──────── DATA EXTRACT

PR #7637, opened 2017-12-19
Named exports from the ol/color module

marcjansen:
Title says it all, please review.

### DIFF
--- a/src/ol/color.js
+++ b/src/ol/color.js
@@ -3,7 +3,6 @@
  */
 import {assert} from './asserts.js';
 import _ol_math_ from './math.js';
-var _ol_color_ = {};
 
 
 /**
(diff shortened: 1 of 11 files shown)


src/ol/color.js
```diff
@@ -167,38 +164,39 @@ _ol_color_.fromStringInternal_ = function(s) {
...
     assert(false, 14); // Invalid color
   }
   return /** @type {ol.Color} */ (color);
-};
+}
 
 
 /**
+ * TODO this function is only used in the test, we probably shouldn't export it
  * @param {ol.Color} color Color.
```
tschaub: This could be moved to the test module.

tschaub: Scratch that.  I see it used above.

marcjansen:
Thanks for the review.

PR #7639, opened 2017-12-19
Don't store private function into GeoJSON

fredj:


fredj:
> We can also remove the trailing underscore and @Private annotation.

done

PR #7643, opened 2017-12-20
Replace ol/Sphere with ol/sphere

### LINKED ISSUE #7628: Remove ol.Sphere class
See https://github.com/openlayers/openlayers/issues/4954#issuecomment-191164846:
Instead, we should have an `ol.sphere` namespace that provides static functions to be called with a radius, and constants for common radii.

tschaub:
This gets rid of the `Sphere`, renames `ol/Sphere.js` to `ol/sphere.js`, and creates named exports for the previously static `getArea` and `getLength` functions.  In addition, the `getDistance` function is exported to replace `sphere#haversineDistance`.

The `getArea` and `getLength` functions did not work for non-geographic geometry collections with more than one component.

Since this touched `ol/geom/Polygon`, I also included a commit to use named exports rather than static functions there.

Fixes #7628.


src/ol/geom/Polygon.js
```diff
@@ -366,32 +367,35 @@ Polygon.prototype.setFlatCoordinates = function(layout, flatCoordinates, ends) {
...
  *     the polygon vertices.
  * @param {number=} opt_n Optional number of vertices for the resulting
  *     polygon. Default is `32`.
+ * @param {number=} opt_sphereRadius Optional radius for the sphere (defaults to
+ *     the Earth's mean radius using the WGS84 ellipsoid).
  * @return {ol.geom.Polygon} The "circular" polygon.
  * @api
  */
-Polygon.circular = function(sphere, center, radius, opt_n) {
+export function circular(center, radius, opt_n, opt_sphereRadius) {
```
marcjansen: I think we need upgrade notes here as well because of the changed arguments. Hopefully not to much work, and probably helpful.

test/spec/ol/sphere.test.js
```diff
@@ -1,97 +1,173 @@
...
+  describe('getDistance()', function() {
+
+    var expected = [{
+      c1: [0, 0],
+      c2: [0, 0],
+      distance: 0
+    }, {
+      c1: [0, 0],
+      c2: [45, 45],
+      distance: 6671704.814011975
```
marcjansen: For the record: the values differ because of a different radius we used in the tests, right? Looking over the diff this feels odd at first.

tschaub: The more significant difference is that the old `haversineDistance` returned values in kilometers.  The `getDistance` function returns values in meters.  But yes, the numbers are also different because of the different radius.  The old `haversineDistance` used the WGS84 semi-major axis (not really appropriate for a spherical calculation).  The new `getDistance` uses the mean radius of the same ellipsoid (more appropriate for a spherical calculation).

src/ol/geom/Polygon.js
tschaub: Good point, I'll add a commit that updates the upgrade doc.

PR #7648, opened 2017-12-21
Overriding ol.source.Vector#refresh() to trigger an actual refresh, fix #7044

### LINKED ISSUE #7044: ol.source.Vector.refresh() does not update features removed from remote source
Hi all, I dug through closed and open issues but couldn't find an answer, so I'm opening this.

Documentation says about `ol.source.Vector.refresh()`:
> Refreshes the source and finally dispatches a 'change' event.

Imagine having a remote source, for example an API: 			
 ```
 source : new ol.source.Vector({
    url: "/api/tasks"
}
```

After deleting or adding a feature in the database/source, I expected calling `refresh()` to update the state of my map, including removal of deleted features or adding of new ones. However, this does not even trigger a GET request on the source in many cases. On the other side `ol.source.Vector.clear()` works surprisingly well. I expected it to just clear all features from the source but it also fetched up-to-date data from the source. Can anyone reproduce this? Did I misunderstand documentation here? Maybe this also is a chance to improve documentation. `refresh()` was introduced with #4868 which gives some insight, but still does not really explain why this is not working as expected for me.

By the way, thank you very much, all of you, for your work and time spent on this project. 👍

sedot42:
This pull request is supposed to fix #7044

ol.source.refresh() only dispatches a 'change' event. While this
triggers a reload, the #loadFeatures() method checks if the extents of
already loaded features match the extents of features to be loaded.
Features where only the content changed (eg metadata) won't be refreshed
using this approach.
Hence this commits overrides ol.source.Vector#refresh() to clear all
features. The triggered reload will properly refresh all features.

### DIFF
--- a/src/ol/source/Vector.js
+++ b/src/ol/source/Vector.js
@@ -885,6 +885,14 @@ VectorSource.prototype.loadFeatures = function(extent, resolution, projection) {
   }
 };
 
+/**
+ * Refreshes the source by clearing all features. clear() dispatches a
+ * 'change' event that triggers a reload of all features.
+ * @api
+ */
+VectorSource.prototype.refresh = function() {
+  this.clear();
+};
 
 /**
  * Remove an extent from the list of loaded extents.


RalphLAtGitHub:
From my point of view a similar issue arises at **ol.sourceXYZ.refresh()**. The function does not update the tiles from the server. Replacing the layer by a new one as suggested here for OL3 (http://jsfiddle.net/ahocevar/tLt5wdpz/) doesn't solve the problem. A solution would be great. Thanks a lot in advance!

sedot42:
I updated the source, but still am unsure whether this is the right way to solve the problem.

PR #7669, opened 2018-01-01
Use declutter tree only for text and image replays

### LINKED ISSUE #7664: Declutter selection error
Hi, I found a bug:
with the declutter option in a vector layer when I try to select features with a text style, selection is possible only for features with the text label visible in the viewport.

In the example if you click on the linestring at the top (Feature 1) this is not selecteable until the label is visible.

https://codepen.io/anon/pen/YYNgeP?editors=0010

ahocevar:
Fixes #7664.

### DIFF
--- a/src/ol/render/canvas/ReplayGroup.js
+++ b/src/ol/render/canvas/ReplayGroup.js
@@ -35,11 +35,6 @@ var _ol_render_canvas_ReplayGroup_ = function(
   _ol_render_ReplayGroup_.call(this);
 
   /**
-   * @type {ol.render.ReplayType}
-   */
-  this.currentReplayType_;
-
-  /**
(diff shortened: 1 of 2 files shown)


ahocevar:
We could `call()` the `hitDetectionCallback`, then we could avoid the `bind()`. I'll make that change before merging.

sbrandwoo:
I believe there are two slightly different issues with the interaction between `declutter` and `map.forEachFeatureAtPixel`.

* Features without text cannot be clicked on
* Features with text that has been hidden because of decluttering cannot be clicked on

Does this PR fix both of these cases?

Thanks

ahocevar:
This pull request fixed the former, the latter was fixed with #7519.

PR #7683, opened 2018-01-08
Move IGCZ enum to src/ol/format/IGC.js

fredj:


externs/olx.js
```diff
@@ -1538,15 +1538,15 @@ olx.format.TopoJSONOptions.prototype.layers;
...
+ * @typedef {{altitudeMode: (ol.format.IGCZ|string|undefined)}}
  */
 olx.format.IGCOptions;
 
 
 /**
  * Altitude mode. Possible values are `barometric`, `gps`, and `none`. Default
  * is `none`.
- * @type {ol.format.IGCZ|undefined}
+ * @type {ol.format.IGCZ|string|undefined}
```
tschaub: We'll have to remember to update this when we finish the `olx.js` transition work (see #7608).  When `IGCOptions` moves to `ol/format/IGC.js`, this type will become `{IGCZ|undefined}`.

tschaub: Actually, rather than trying to remember this later, can you change this type now (to `{IGCZ|undefined}`)?

PR #7686, opened 2018-01-08
More import renaming

tschaub:
More renaming work.


marcjansen:
Thanks for this. I am also `+1`.

PR #7692, opened 2018-01-11
Don't export private variables

fredj:


tschaub:
I agree on exporting enums.  Though they could be named exports.  E.g.

    import DragBox, {EventType} from 'ol/interaction/DragBox';

tschaub:
We need to work on transforming types in annotations to use relative paths.  This will be easier to automate (at least in part) with the way we currently  have enums structured.  Before moving enums, I think it would make sense to complete the type annotations change.

PR #7693, opened 2018-01-11
More import renaming

fredj:


tschaub:
Ack.  Wish I had checked the PRs before starting on #7695.  Fortunately, we made all the same renaming decisions :)

Thanks for tackling this @fredj.  I'll rebase after this is in and finish up the rest (with default exports only) in #7695.

tschaub:
I'll merge this now so I can rebase #7695.

PR #7697, opened 2018-01-12
Use const and let

tschaub:
This change brings blocked scoped variables and we enforce the ESLint [no-var](https://eslint.org/docs/rules/no-var) and [prefer-const](https://eslint.org/docs/rules/prefer-const) rules as errors.  This keeps us from inadvertently reassigning variables and discourages declaring them in a larger scope than where they are used.

If there is still interest in supporting IE 10 before we release 5.0 (it looks like IE 10 is about 0.8% of the market), we can transform when publishing.  But I'd be in favor of dropping IE 10 altogether (not sure if we even say we support it now).

Less significantly, this also drops our custom indent configuration.  While personal preferences may differ, I don't think there is strong justification for maintaining our own custom configuration.

Fixes #7696.


tschaub:
@marcjansen - I'm curious if reviewing this will break your phone.

marcjansen:
I habe various devices, so let's see...

tschaub:
Looking into the test failures now...

tschaub:
Ok, that was a fun one to chase down.  We currently declare `feature` **within** [a `while` loop](https://github.com/openlayers/openlayers/blob/0bf2b04deefe5bac7d381bee59e17799bfa4392a/src/ol/render/canvas/Replay.js#L586) where we [later reassign](https://github.com/openlayers/openlayers/blob/0bf2b04deefe5bac7d381bee59e17799bfa4392a/src/ol/render/canvas/Replay.js#L758) and then expect the value to be used [on subsequent iterations](https://github.com/openlayers/openlayers/blob/0bf2b04deefe5bac7d381bee59e17799bfa4392a/src/ol/render/canvas/Replay.js#L640) of the loop.  This worked only because the declaration had function scope - so although we were declaring it down in the while loop, it was assigned on for the enclosing function and was available on subsequent iterations of the loop.

This doesn't work with blocked scoped variables.
```js
function tryThis() {
  let foo;
  while (true) {
    let bar;
    if (!foo) {
      foo = true;
      bar = 42;
    } else {
      console.log(bar);
      break;
    }
  }
}
```

The version with `let` logs `undefined` while the same with `var` would log `42`.

Fortunately, our tests caught the issue and 50890c93e25c15cd4aaf4f7a7bd5bdb703b3832e addresses it.

We frequently declare variables in a larger scope than where they are needed (based on old habits of making big comma delimited `var` lists at the top of a function (this is still the case with things like `x` and `y` in the commit above).  We should work on narrowing the scope of these variables now that they are block scoped.  I'm hoping there aren't other cases where we declared a var too narrowly (within a block where it is needed outside the block or on subsequent iterations of `for` or `while`), as these will be new bugs to chase down now that they are block scoped.

tschaub:
I know this is a pain to review (the GitHub changes view breaks Chrome for me), but given that it is going to conflict with every other change, I'd like to not let it sit around for too long.  Thanks in advance for any reviews.

tschaub:
Thanks @ahocevar.  I too imagine that there could be problems lurking, but I don't really think it is all that common to declare a variable within a loop, conditionally set its value, and then rely on the value in a subsequent iteration (that is the pattern that breaks going from `var` to `let`).  But, we'll see!

PR #7698, opened 2018-01-12
Fix for loop in color test

fredj:


marcjansen:
Thanks please merge and nice catch.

────────────────

▸ ASSIGNMENT
Starting at the first line of the records above, please copy each line exactly until you reach the line containing "than one component.". Include that line and stop there.

▸ FINAL ANSWER
PR #7637, opened 2017-12-19
Named exports from the ol/color module

marcjansen:
Title says it all, please review.

### DIFF
--- a/src/ol/color.js
+++ b/src/ol/color.js
@@ -3,7 +3,6 @@
  */
 import {assert} from './asserts.js';
 import _ol_math_ from './math.js';
-var _ol_color_ = {};
 
 
 /**
(diff shortened: 1 of 11 files shown)


src/ol/color.js
```diff
@@ -167,38 +164,39 @@ _ol_color_.fromStringInternal_ = function(s) {
...
     assert(false, 14); // Invalid color
   }
   return /** @type {ol.Color} */ (color);
-};
+}
 
 
 /**
+ * TODO this function is only used in the test, we probably shouldn't export it
  * @param {ol.Color} color Color.
```
tschaub: This could be moved to the test module.

tschaub: Scratch that.  I see it used above.

marcjansen:
Thanks for the review.

PR #7639, opened 2017-12-19
Don't store private function into GeoJSON

fredj:


fredj:
> We can also remove the trailing underscore and @Private annotation.

done

PR #7643, opened 2017-12-20
Replace ol/Sphere with ol/sphere

### LINKED ISSUE #7628: Remove ol.Sphere class
See https://github.com/openlayers/openlayers/issues/4954#issuecomment-191164846:
Instead, we should have an `ol.sphere` namespace that provides static functions to be called with a radius, and constants for common radii.

tschaub:
This gets rid of the `Sphere`, renames `ol/Sphere.js` to `ol/sphere.js`, and creates named exports for the previously static `getArea` and `getLength` functions.  In addition, the `getDistance` function is exported to replace `sphere#haversineDistance`.

The `getArea` and `getLength` functions did not work for non-geographic geometry collections with more than one component.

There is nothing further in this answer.